- Active: July 14, 1862 - June 26, 1865
- Country: United States
- Allegiance: Union
- Branch: Infantry
- Engagements: Siege of Port Hudson Battle of Kock's Plantation Red River Campaign Battle of Sabine Cross Roads Battle of Pleasant Hill Battle of Fort Stevens Third Battle of Winchester Battle of Fisher's Hill Battle of Cedar Creek

= 116th New York Infantry Regiment =

The 116th New York Infantry Regiment was an infantry regiment in the Union Army during the American Civil War.

==Service==
The 116th New York Infantry was organized at Camp Morgan in Buffalo, New York beginning July 14, 1862 and mustered in August 10 - September 3, 1862 for three-years service under the command of Colonel Edward Payson Chapin.

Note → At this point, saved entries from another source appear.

PR #2279, opened 2020-10-19
Skip passes when everything is disabled in frame settings

FrancescoC-unity:
Also partial fix for https://fogbugz.unity3d.com/f/cases/1281049/ (I say partial because some draw calls are necessary regardless)  

This PR disables lots of passes mostly when opaque and transparent objects are turned off, having thanks to rendergraph very little resources allocated and essentially no draw calls happening 

**I did the change only for the rendergraph path assuming this will be the path to focus on going forward and it is what really culls stuff out,  I can do the change for legacy too**

Before: 

Unity_aKZw4fEeAY

After: 

Unity_w3fPu4FTfw

Also PR changes few little things about rendergraph default resources initialization and small fixes.


JulienIgnace-Unity (changes requested):
lgtm but can we look into consolidating frame settings for opaque/transparent dependent passes as we discussed (there is still the // Merge the two settings TODO_FCC comment about that :) )

FrancescoC-unity:
> lgtm but can we look into consolidating frame settings for opaque/transparent dependent passes as we discussed (there is still the // Merge the two settings TODO_FCC comment about that :) )

So in some cases I cannot do that as they are used singularly in other situation (e.g. object motion vector can be relevant for transparent motion vectors). The only one that I saw that was mergeable was the SSS one, but I'll do another quick pass later today and remove the TODO_FCC :D

FrancescoC-unity:
Done

com.unity.render-pipelines.high-definition/Runtime/Lighting/Shadow/HDShadowManager.RenderGraph.cs
```diff
@@ -36,7 +36,7 @@ internal static ShadowResult ReadShadowResult(in ShadowResult shadowResult, Rend
         internal void RenderShadows(RenderGraph renderGraph, in ShaderVariablesGlobal globalCB, HDCamera hdCamera, CullingResults cullResults, ref ShadowResult result)
         {
             // Avoid to do any commands if there is no shadow to draw
-            if (m_ShadowRequestCount != 0)
+            if (m_ShadowRequestCount != 0 && hdCamera.frameSettings.IsEnabled(FrameSettingsField.OpaqueObjects))
```
sebastienlagarde, line 39: I am not sure I understand this one, we can render transparent objects inside shadow, we cast shadow from them

FrancescoC-unity: Missing an additional check, that's why :)

JulienIgnace-Unity (approved):

remi-chapelain:
Tested the feature while smoke testing 10.2.0, everything seems to be working as expected. 
Found t[wo minor UI clipping issues](https://fogbugz.unity3d.com/f/cases/1289905/) while testing.

PR #2284, opened 2020-10-20
Restrict sun source to only directional lights

nigeljw-unity:
# Purpose of this PR
Currently, if a light is set to the sun source and it is not a directional light, it will still be set as the main light index. Only directional lights are supported as main lights, so this breaks rendering.

The sun source should be restricted to only directional lights and display warning message if user changes the sun light type to something other than .

https://fogbugz.unity3d.com/f/cases/1278768

# Yamato
https://yamato.cds.internal.unity3d.com/jobs/902-Graphics/tree/universal%252Fsun-source-light-type

---
### Testing status
Built a manual test in latest Unity + URP to verify the functionality and fix. Also verified that the fix works with the provided "URPFeatures" test sample given in the bug report.
---
### Comments to reviewers


nigeljw-unity:
image

com.unity.render-pipelines.universal/Runtime/UniversalRenderPipeline.cs
```diff
@@ -861,14 +861,18 @@ static int GetMainLightIndex(UniversalRenderPipelineAsset settings, NativeArray<
...
-                if (currVisibleLight.lightType == LightType.Directional && currLight.intensity > brightestLightIntensity)
+                if (currVisibleLight.lightType == LightType.Directional)
                 {
-                    brightestLightIntensity = currLight.intensity;
-                    brightestDirectionalLightIndex = i;
+                    // Sun source needs be a directional light
+                    if (currLight == sunLight)
+                        return i;
+
+                    // In case no shadow light is present we will return the brightest directional light
```
martint-unity, line 870: nitpicking here I think. :)
Is this comment correct? I guess it means to say no sun light?

martint-unity (approved):
Just a small comment on my part.

TheoWong-pixel (approved):

phi-lira (approved):

phi-lira:
Closing, merged in : #2390

PR #2286, opened 2020-10-20
Add VT frame settings

FrancescoC-unity:
Pretty much all in the title. 

For now this only skips resolve and clears, but eventually we should use it to drive a sort of multi compile as well.


com.unity.render-pipelines.high-definition/Runtime/RenderPipeline/Settings/FrameSettings.cs
```diff
@@ -132,6 +132,11 @@ public enum FrameSettingsField
         /// <summary>When enabled, HDRP renders custom passes contained in CustomPassVolume components.</summary>
         [FrameSettingsField(0, autoName: CustomPass, customOrderInGroup: 11, tooltip: "When enabled, HDRP renders custom passes contained in CustomPassVolume components.")]
         CustomPass = 6,
+#if ENABLE_VIRTUALTEXTURES
```
sebastienlagarde, line 135: This framesettings must not but #ifdef, it should always be present (but greyd if VT is not enabled), otherwise serialization will fuck us.

com.unity.render-pipelines.high-definition/Runtime/RenderPipeline/HDRenderPipeline.RenderGraph.cs
```diff
@@ -174,8 +174,11 @@ class TempPassData { };
 
                 m_PostProcessSystem.DoUserAfterOpaqueAndSky(m_RenderGraph, hdCamera, colorBuffer, prepassOutput.resolvedDepthBuffer, prepassOutput.resolvedNormalBuffer);
 
-                // No need for old stencil values here since from transparent on different features are tagged
-                ClearStencilBuffer(m_RenderGraph, colorBuffer, prepassOutput.depthBuffer);
+                if (hdCamera.frameSettings.IsEnabled(FrameSettingsField.OpaqueObjects)) // If we don't have opaque objects there is no need to clear.
```
JulienIgnace-Unity, line 177: I don't think this is supposed to be in this PR

FrancescoC-unity: Yup, bad switching of branches! Fixing it

JulienIgnace-Unity (changes requested):
Leftover from another PR seems to be in this one.

JulienIgnace-Unity (approved):

PR #2289, opened 2020-10-20
Now Receive SSR also controls Receive SSGI on opaque objects.

anisunity:
We found out that in deferred mode, the emissive was lost on the pixels where the SSGI was valid or RTGI was computed. While the real solution for this is to have a separate forward emissive pass, we decided to still have a work around for the package release.

Now on opaque object (shader or SG), the name of receive ssr and tooltip were changed to this.
image

Here is an image that shows how the materials behave in deferred (Receive SSGI Off vs On)
image

Here is an image that shows how the materials behave in forward(Receive SSGI Off vs On)
image

Also one of the path tracing scenes was using the result of an other test as the texture of an area light, had to change that as I changed the result of the other test, now it is using a normal texture.

Testing status
Updated the RTGI scene to have an emissive object with and without SSGI.
The DXR tests were green locally.

### DIFF
--- a/com.unity.render-pipelines.high-definition/Runtime/Material/BuiltinGIUtilities.hlsl
+++ b/com.unity.render-pipelines.high-definition/Runtime/Material/BuiltinGIUtilities.hlsl
@@ -123,15 +123,15 @@ void SampleBakedGI(
     bakeDiffuseLighting = float3(0, 0, 0);
     backBakeDiffuseLighting = float3(0, 0, 0);
 
-    // Check if we are RTGI in which case we don't want to read GI at all (We rely fully on the raytrace effect)
-    // The check need to be here to work with both regular shader and shader graph
-    // Note: with Probe volume it will prevent to add the UNINITIALIZED_GI tag and
-    // the ProbeVolume will not be evaluate in the lightloop which is the desired behavior
-    // Also this code only needs to be executed in the rasterization pipeline, otherwise it will lead to udnefined behaviors in ray tracing
+    // Check if we are RTGI in which case we don't want to read GI at all (We rely fully on the raytrace effect)	
+    // The check need to be here to work with both regular shader and shader graph	
+    // Note: with Probe volume it will prevent to add the UNINITIALIZED_GI tag and	
+    // the ProbeVolume will not be evaluate in the lightloop which is the desired behavior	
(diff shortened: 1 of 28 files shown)


com.unity.render-pipelines.high-definition/Runtime/Material/BuiltinGIUtilities.hlsl
```diff
@@ -123,16 +123,6 @@ void SampleBakedGI(
     bakeDiffuseLighting = float3(0, 0, 0);
     backBakeDiffuseLighting = float3(0, 0, 0);
 
-    // Check if we are RTGI in which case we don't want to read GI at all (We rely fully on the raytrace effect)
-    // The check need to be here to work with both regular shader and shader graph
-    // Note: with Probe volume it will prevent to add the UNINITIALIZED_GI tag and
-    // the ProbeVolume will not be evaluate in the lightloop which is the desired behavior
-    // Also this code only needs to be executed in the rasterization pipeline, otherwise it will lead to udnefined behaviors in ray tracing
-#if !defined(_SURFACE_TYPE_TRANSPARENT) && (SHADERPASS != SHADERPASS_RAYTRACING_INDIRECT) && (SHADERPASS != SHADERPASS_RAYTRACING_GBUFFER)
```
sebastienlagarde, line 131: Why do you remove this check? it prevent to sample lightmaps

anisunity: If we have RTGI, the value is overriden anyway by the lerp in the lightloop. We don't need the divergence of the code here, or maybe I am missing something?

JulienIgnace-Unity (approved):

remi-chapelain (approved):
Ideally we should have two separate flags but, I understand the constraints and it's still better than having the aforementioned issue. ✔️ 
Tested with a new project, also tested in forward and with transparent objects still have the proper SSR Transparent flag

sebastienlagarde:
> Ideally we should have two separate flags but, I understand the constraints and it's still better than having the aforementioned issue. ✔️
> Tested with a new project, also tested in forward and with transparent objects still have the proper SSR Transparent flag

Yup, stencil bit are extremely expensive, thus why.

sebastienlagarde (approved):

The regiment was attached to Emery's Brigade, VIII Corps, Baltimore, Maryland, Middle Department, to November 1862. Emery's Brigade, Banks' Louisiana Expedition, to December 1862. Sherman's Division, Department of the Gulf, to January 1863. 1st Brigade, 3rd Division, XIX Corps, Department of the Gulf, to February 1863. 1st Brigade, 1st Division, XIX Corps, to July 1864. 1st Brigade, 1st Division, XIX Corps, Army of the Shenandoah, Middle Military Division, to March 1865. 1st Brigade, Dwight's 1st Division (Provisional), Army of the Shenandoah, to April 1865. 1st Brigade, Dwight's Division, Department of Washington, to June 1865.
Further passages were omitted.